It is barely daylight in northern California where I am visiting family members and the first thing I stumble on is the heart-rending news of the passing into eternity of one of Anglophone Cameroon’s most articulate political writers, Professor Tazoacha Asonganyi. The day is July 03, 2016. This is all the more shocking as I was not even aware that he was ill.
I must admit that I was not that close to Professor Asonganyi but, like many Cameroonians, I was an avid reader of just about everything he wrote on the political situation in our dear Triangle. To say that he wrote extensively is an understatement. He was prolific in his output and I was particularly drawn to the simplicity of his style. I am an unrepentant disciple of simple, clear, straightforward, concise writing, which I find lamentably lacking, especially in the Cameroonian written and audiovisual media. He embodied the simplicity I have been yearning for but finding sorrowfully so little of, especially in English-speaking media in Cameroon. In fact, I have preached this gospel of simplicity in writing for so long that the little hair on my head turned all white and has now totally dropped off – but, unfortunately, with very meager results.
My contacts with Professor Asonganyi are relatively recent. I remember one day receiving an unexpected call from him at the tail-end of 2013. It was all the more unexpected as I did not even think he knew me. It’ is true he and I had rubbed shoulders at a few events in Bamenda or Buea, mainly during those sad, turbulent years of incipient multi-party democracy in Cameroon. Those were years of ‘ghost towns’ that nearly crippled economic activities in our country. They were accompanied by unbridled violence that left blood from baton-battered heads and bullet-punctured ribs sizzling on pavements all over our land. Those were days of dreams we had of seeing changes come our country; hopes that budded too prematurely, perhaps, and were easily crushed by an intolerant force of repression. Hopes that flashed like meteors across the skies of our dreams only to crash-land into the abyss, leaving lovers of change in our country panting for breath. No one, to my knowledge, has expressed our collective lamentation over our crushed dreams better than Professor Asonganyi, to whom I posthumously doff off my hat of grief.
Back to the phone call. I remember picking up the phone and hearing his voice at the other end.
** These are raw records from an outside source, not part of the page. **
PR #172, opened 2020-03-25
Documentation update

rjschwei:
**Documentation update**
    
* Pull cloud specific caveats into their own section
* Explicitly set the supported migration path for cloud instances
* Minor woring improvements
* Remove section about setting the migration target to make it a hidden feature

### DIFF
--- a/doc/adoc/user_guide.adoc
+++ b/doc/adoc/user_guide.adoc
@@ -48,10 +48,10 @@ The migration implementation also supports an upgrade mode that works with
 systems not registered to a repository service. For details,
 see <<Optional Customization of the Upgrade Process>>.
 
-The upgrade to a new major version requires the system to be offline
-during the upgrade to avoid system inconsistencies that may leave the
-system in a state that does not allow recovery. This behavior is implemented
-using a Live Migration Image.
+The upgrade to a new major version requires the system to be migrated to
+be offline during the upgrade to avoid system inconsistencies that may
+leave the system in a state that does not allow recovery. This behavior
+is implemented using a Live Migration Image.
 
 The distribution migration system provides the live image and a startup
 utility named: `run_migration` which reboots the running system into the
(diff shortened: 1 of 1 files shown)


doc/adoc/user_guide.adoc
```diff
@@ -260,3 +254,18 @@ a pointer to the respective log file.
   SUSE Linux Enterprise Server documentation.
 * In systems that contain multiple root file systems on different mount points
   only the root file system mounted on `/` (primary system) will be migrated.
+
+=== Public and Private Cloud Specific
+* Migration initiation is only supported via a reboot. The
+  suse-migration-sle15-activation package must be installed.
```
jesusbv: I think this is confusing with [installation](https://github.com/SUSE/suse-migration-services/blob/master/doc/adoc/user_guide.adoc#3-installation)  where it says Migration can be invoked without `suse-migration-sle15-activation` package, running `run_migration`

doc/adoc/user_guide.adoc
```diff
@@ -155,8 +155,8 @@ all required repositories to be setup correctly.
 
 Specify Migration Product::
 With the SLES15-Migration package an auto detected product is
-already applied. If that detection failed, the setting can be overwritten with one of the
-following product specifications:
+already applied. If that detection failed, the setting can be overwritten
+with a product specifications in the following format:
```
schaefi: Actually from our e-mail conversation we don't want people to specify the product themselves due to the concerns you raised. So what about deleting the documentation in this regard ?

doc/adoc/user_guide.adoc
schaefi: I agree suse-migration-sle15-activation is only required if you plan to activate the migration via reboot. I think what you wanted to express is that in the public cloud there is no other way than reboot to activate it because kexec method is not working in all public clouds.

schaefi: I think we can say that more generically and describe that in a table


```
 CSP     |  reboot     |  run-migration
-----------------------------------------
Azure    |  ok         |    !
Google   |  ok         |    ok
EC2      |  ok         |    !
```

schaefi:
An update process of the docs has been started here:

* https://bugzilla.suse.com/show_bug.cgi?id=1168446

I immediately knew who it was, especially as I had been following him on several radio and television talk shows and interviews. He must have sensed the surprise in my voice for he immediately gave me the reason for his call. There was an opening at the United Nations office in Bangui for a translator and an interpreter and he could think of no one else but me, he said. A friend had asked him to look for someone and the need was rather pressing. “Can I call my friend and tell him you are on your way to Bangui? I have your air-ticket with me here in Yaounde,” he said.
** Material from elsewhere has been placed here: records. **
PR #367, opened 2024-05-13
Remove SIGUSR1 mention from majestic-streamer.md

Vavooon:
As @widgetii said, SIGUSR1 is no more supported by Majestic.
Entire process hangs if used, and the device restarts if watchdog is enabled.


FlyRouter (commented):
Dear majestic developers and integration consultants.
Please check this statement to see if it is true.
And also, when you have time, try to make corrections, if any.
Thank you very much.

PR #368, opened 2024-05-27
Update README.md

del000:
Added sound setup & tweaks page


flyrouter (changes requested):
The file specified in the link does not currently exist; corrections and additions are needed.

PR #370, opened 2024-05-27
Patch 2

del000:


flyrouter (changes requested):
Thank you for your interest in our project

It is advisable to make your corrections and additions in the Majestic section of the file
https://github.com/OpenIPC/wiki/blob/master/en/majestic-streamer.md

I think it would be more correct to write corrections to the majestic file and do it in a general form rather than specific examples like yours, since this will cause problems for beginners in case of differences.

Thank you

PR #386, opened 2024-07-15
fix dead link in README.md

RoboSchmied:
there is no file `developers.md` so a link to `contribute.md` was added instead


flyrouter (commented):
Thank you

PR #407, opened 2024-09-08
Update faq.md

iGraveD:
Configuring WireGuard to work with OpenIPC


flyrouter:
Thanks for the suggestion.
However, WireGuard is a self-sufficient application and it makes sense to put it in a separate file with the addition of a section to the menu, as is done for example by vtun.

flyrouter (changes requested):
Will be added later as a separate file

flyrouter (approved):

PR #411, opened 2024-09-22
add connect to internet operations and lower power input Update fpv-openipc-aio-mario.md

KennyPlus:
add connect to internet operations and lower power input


flyrouter:
Super, thank you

I must admit I was taken completely aback by his job offer. I was flattered that he thought of me, someone he barely knew, except through my writings. I told him I would think about the possibility of “dropping anchor” in the turbulent sea of flying bullets and mayhem that then ruled the dust-covered streets of Bangui, the Central African capital. But since martyrdom has never been high on the list of my preferences, I asked him to give me time to reflect on it and that I would be getting back to him soon.
My wife nearly had a heart attack when I mentioned the job offer to her and she even thought I had already accepted it and was now happily preparing my suitcase for Bangui. “If you go over there and come back alive, you will find no one in this house to welcome you back!” was her fierce response.
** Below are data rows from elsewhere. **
PR #414, opened 2024-09-28
Create instructions for firmware updates via internet forwarding

wildcapuchino:
This Merge Request introduces a method to update the firmware of **AIO Mario** devices over **USB** by forwarding internet traffic through the host PC. It leverages Linux-specific network commands to set up the local PC as a network bridge between the AIO board's Ethernet interface and the PC's internet connection.

This approach allows AIO Mario internet access for firmware updates even when directly connected via USB, without needing native internet connectivity.

### DIFF
--- a/en/fpv-openipc-aio-internet-forwarding.md
+++ b/en/fpv-openipc-aio-internet-forwarding.md
@@ -1,0 +1,132 @@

I quickly called him back to tell him that divorce was staring me in the face and that his job offer was the culprit. I then thanked him but said I could not accept it. I sensed a feeling of disappointment in his voice but quickly assured him that if another offer for a more favourable clime again fell on his lap, I would certainly give it a more vigorous head nod.
A few after our phone exchanges, we met at a book launch event in Buea and chatted a little longer. He talked of his own book projects and I encouraged him to put together all that he was writing in a book form, and he said he too was thinking of it.
A year or so later, he invited me to review his book, “Cameroon: Difficult Choices in a Failed Democracy” in Douala – which I happily did. To think that Professor Asonganyi’s pen has been silenced forever is very sad, to put it mildly. May his family find in this simple tribute a deep expression of my condolences.